**WORK TO COMPLETE**
Transcribe all of the entries, matching each one exactly.
==== EXERCISE MATERIAL ====
PR #1156, opened 2022-01-28
Make github repositories configurable and add notes

svollath:
Tested with terraform already. Scripts can be configured to work with any repository, while e.g.
`export GITHUB_REPOSITORY_URL=https://github.com/epinio` will make it become an "Organization" runner, or
`export GITHUB_REPOSITORY_URL=https://github.com/epinio/epinio` a runner within the epinio repo
and in general, scripts can be reused for any repository.

### DIFF
--- a/scripts/remove-github-action-runner.sh
+++ b/scripts/remove-github-action-runner.sh
@@ -2,7 +2,7 @@
 
 # This script can be used to remove a Github Action Runner on an openSUSE or SLE
 # distro. It will unconfigure the service and unregister the runner.
-# Copy the scritpt to runner:/home/<user> and run it as <user>.
+# Copy the script to runner:/home/<user> and run it as <user>.
 # It requires GITHUB_REPOSITORY_URL (https) and GITHUB_RUNNER_TOKEN to be set
 # e.g. export GITHUB_REPOSITORY_URL=https://github.com/epinio/epinio
 # and  export GITHUB_RUNNER_TOKEN=<current token from github settings/actions/runners/new>
--- a/scripts/remove-github-action-runner.sh
+++ b/scripts/remove-github-action-runner.sh
@@ -11,20 +11,15 @@
 
 set -e
 
-if [ -z "$GITHUB_REPOSITORY_URL" ]; then
-  echo "The variable GITHUB_REPOSITORY_URL is empty. Exiting"
+if [ -z "$GITHUB_REPOSITORY_URL" ] || [ -z "$GITHUB_RUNNER_TOKEN" ]; then
+  echo "Script requires GITHUB_REPOSITORY_URL and GITHUB_RUNNER_TOKEN to be set. Exiting"
   exit 1
 fi
 
-if [ -z "$GITHUB_RUNNER_TOKEN" ]; then
-  echo "The variable GITHUB_RUNNER_TOKEN is empty. Exiting"
-  exit 1
-fi
-
-REPOSITORY_NAME=$(echo $GITHUB_REPOSITORY_URL | cut -d '/' -f 4- | sed -e 's|/$||g' -e 's|/|-|g')
-ACTIONS_RUNNER_SERVICE=actions.runner.$REPOSITORY_NAME.`hostname`.service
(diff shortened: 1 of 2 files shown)


scripts/remove-github-action-runner.sh
```diff
@@ -2,15 +2,29 @@
 
 # This script can be used to remove a Github Action Runner on an openSUSE or SLE
 # distro. It will unconfigure the service and unregister the runner.
+# Copy the scritpt to runner:/home/<user> and run it as <user>.
```
jimmykarily, line 5:
```suggestion
# Copy the script to runner:/home/<user> and run it as <user>.
```

juadk (dismissed):

scripts/remove-github-action-runner.sh
```diff
@@ -2,15 +2,29 @@
...
   echo "The variable GITHUB_RUNNER_TOKEN is empty. Exiting"
   exit 1
 fi
 
+REPOSITORY_NAME=$(echo $GITHUB_REPOSITORY_URL | cut -d '/' -f 4- | sed -e 's|/$||g' -e 's|/|-|g')
+ACTIONS_RUNNER_SERVICE=actions.runner.$REPOSITORY_NAME.`hostname`.service
+
 cd actions-runner
-sudo systemctl stop actions.runner.epinio-epinio.`hostname`.service
+sudo systemctl stop $ACTIONS_RUNNER_SERVICE
```
manno, line 28: I don't see how globs or whitespaces can end up in $ACTIONS_RUNNER_SERVICE, but quoting might be safer.

scripts/remove-github-action-runner.sh
```diff
@@ -2,15 +2,29 @@
...
+  echo "The variable GITHUB_REPOSITORY_URL is empty. Exiting"
+  exit 1
+fi
+
 if [ -z "$GITHUB_RUNNER_TOKEN" ]; then
   echo "The variable GITHUB_RUNNER_TOKEN is empty. Exiting"
   exit 1
 fi
 
+REPOSITORY_NAME=$(echo $GITHUB_REPOSITORY_URL | cut -d '/' -f 4- | sed -e 's|/$||g' -e 's|/|-|g')
```
manno, line 24:
```suggestion
REPOSITORY_NAME=$(echo $GITHUB_REPOSITORY_URL | cut -d '/' -f 4- | sed -e 's|//*$||' -e 's|/|-|g')
```
If you want to remove multiple dashes at the end of the string.

scripts/remove-github-action-runner.sh
```diff
@@ -2,15 +2,29 @@
...
+ACTIONS_RUNNER_SERVICE=actions.runner.$REPOSITORY_NAME.`hostname`.service
```
manno, line 25: String should be clean, but could be  `"$REPOSITORY_NAME"`

scripts/remove-github-action-runner.sh
```diff
@@ -2,15 +2,29 @@
...
+
 cd actions-runner
-sudo systemctl stop actions.runner.epinio-epinio.`hostname`.service
+sudo systemctl stop $ACTIONS_RUNNER_SERVICE
 sudo ./svc.sh uninstall
 ./config.sh remove --token $GITHUB_RUNNER_TOKEN
```
manno, line 30: Not your change, but I wonder if GITHUB_RUNNER_TOKEN can ever contain a string like `/*/*/*/*/../../../../*/*/*/*/../../../../*/*/*/*`. Quoting it might be safer ;)

svollath: Good jint. Will incorporate quoting where needed in the scripts.

scripts/remove-github-action-runner.sh
svollath: A bit too expensive to fully handle that here - also epinio//epinio isn't covered - in the end it's about URL checking and how action.runner config will compose service names, which we would need to match in any case then ...

manno (approved):

scripts/remove-github-action-runner.sh
manno: In that case you can drop the g flag, I think :)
====
**RESULT BELOW**
PR #1156, opened 2022-01-28
Make github repositories configurable and add notes

svollath:
Tested with terraform already. Scripts can be configured to work with any repository, while e.g.
`export GITHUB_REPOSITORY_URL=https://github.com/epinio` will make it become an "Organization" runner, or
`export GITHUB_REPOSITORY_URL=https://github.com/epinio/epinio` a runner within the epinio repo
and in general, scripts can be reused for any repository.

### DIFF
--- a/scripts/remove-github-action-runner.sh
+++ b/scripts/remove-github-action-runner.sh
@@ -2,7 +2,7 @@
 
 # This script can be used to remove a Github Action Runner on an openSUSE or SLE
 # distro. It will unconfigure the service and unregister the runner.
-# Copy the scritpt to runner:/home/<user> and run it as <user>.
+# Copy the script to runner:/home/<user> and run it as <user>.
 # It requires GITHUB_REPOSITORY_URL (https) and GITHUB_RUNNER_TOKEN to be set
 # e.g. export GITHUB_REPOSITORY_URL=https://github.com/epinio/epinio
 # and  export GITHUB_RUNNER_TOKEN=<current token from github settings/actions/runners/new>
--- a/scripts/remove-github-action-runner.sh
+++ b/scripts/remove-github-action-runner.sh
@@ -11,20 +11,15 @@
 
 set -e
 
-if [ -z "$GITHUB_REPOSITORY_URL" ]; then
-  echo "The variable GITHUB_REPOSITORY_URL is empty. Exiting"
+if [ -z "$GITHUB_REPOSITORY_URL" ] || [ -z "$GITHUB_RUNNER_TOKEN" ]; then
+  echo "Script requires GITHUB_REPOSITORY_URL and GITHUB_RUNNER_TOKEN to be set. Exiting"
   exit 1
 fi
 
-if [ -z "$GITHUB_RUNNER_TOKEN" ]; then
-  echo "The variable GITHUB_RUNNER_TOKEN is empty. Exiting"
-  exit 1
-fi
-
-REPOSITORY_NAME=$(echo $GITHUB_REPOSITORY_URL | cut -d '/' -f 4- | sed -e 's|/$||g' -e 's|/|-|g')
-ACTIONS_RUNNER_SERVICE=actions.runner.$REPOSITORY_NAME.`hostname`.service
(diff shortened: 1 of 2 files shown)


scripts/remove-github-action-runner.sh
```diff
@@ -2,15 +2,29 @@
 
 # This script can be used to remove a Github Action Runner on an openSUSE or SLE
 # distro. It will unconfigure the service and unregister the runner.
+# Copy the scritpt to runner:/home/<user> and run it as <user>.
```
jimmykarily, line 5:
```suggestion
# Copy the script to runner:/home/<user> and run it as <user>.
```

juadk (dismissed):

scripts/remove-github-action-runner.sh
```diff
@@ -2,15 +2,29 @@
...
   echo "The variable GITHUB_RUNNER_TOKEN is empty. Exiting"
   exit 1
 fi
 
+REPOSITORY_NAME=$(echo $GITHUB_REPOSITORY_URL | cut -d '/' -f 4- | sed -e 's|/$||g' -e 's|/|-|g')
+ACTIONS_RUNNER_SERVICE=actions.runner.$REPOSITORY_NAME.`hostname`.service
+
 cd actions-runner
-sudo systemctl stop actions.runner.epinio-epinio.`hostname`.service
+sudo systemctl stop $ACTIONS_RUNNER_SERVICE
```
manno, line 28: I don't see how globs or whitespaces can end up in $ACTIONS_RUNNER_SERVICE, but quoting might be safer.

scripts/remove-github-action-runner.sh
```diff
@@ -2,15 +2,29 @@
...
+  echo "The variable GITHUB_REPOSITORY_URL is empty. Exiting"
+  exit 1
+fi
+
 if [ -z "$GITHUB_RUNNER_TOKEN" ]; then
   echo "The variable GITHUB_RUNNER_TOKEN is empty. Exiting"
   exit 1
 fi
 
+REPOSITORY_NAME=$(echo $GITHUB_REPOSITORY_URL | cut -d '/' -f 4- | sed -e 's|/$||g' -e 's|/|-|g')
```
manno, line 24:
```suggestion
REPOSITORY_NAME=$(echo $GITHUB_REPOSITORY_URL | cut -d '/' -f 4- | sed -e 's|//*$||' -e 's|/|-|g')
```
If you want to remove multiple dashes at the end of the string.

scripts/remove-github-action-runner.sh
```diff
@@ -2,15 +2,29 @@
...
+ACTIONS_RUNNER_SERVICE=actions.runner.$REPOSITORY_NAME.`hostname`.service
```
manno, line 25: String should be clean, but could be  `"$REPOSITORY_NAME"`

scripts/remove-github-action-runner.sh
```diff
@@ -2,15 +2,29 @@
...
+
 cd actions-runner
-sudo systemctl stop actions.runner.epinio-epinio.`hostname`.service
+sudo systemctl stop $ACTIONS_RUNNER_SERVICE
 sudo ./svc.sh uninstall
 ./config.sh remove --token $GITHUB_RUNNER_TOKEN
```
manno, line 30: Not your change, but I wonder if GITHUB_RUNNER_TOKEN can ever contain a string like `/*/*/*/*/../../../../*/*/*/*/../../../../*/*/*/*`. Quoting it might be safer ;)

svollath: Good jint. Will incorporate quoting where needed in the scripts.

scripts/remove-github-action-runner.sh
svollath: A bit too expensive to fully handle that here - also epinio//epinio isn't covered - in the end it's about URL checking and how action.runner config will compose service names, which we would need to match in any case then ...

manno (approved):

scripts/remove-github-action-runner.sh
manno: In that case you can drop the g flag, I think :)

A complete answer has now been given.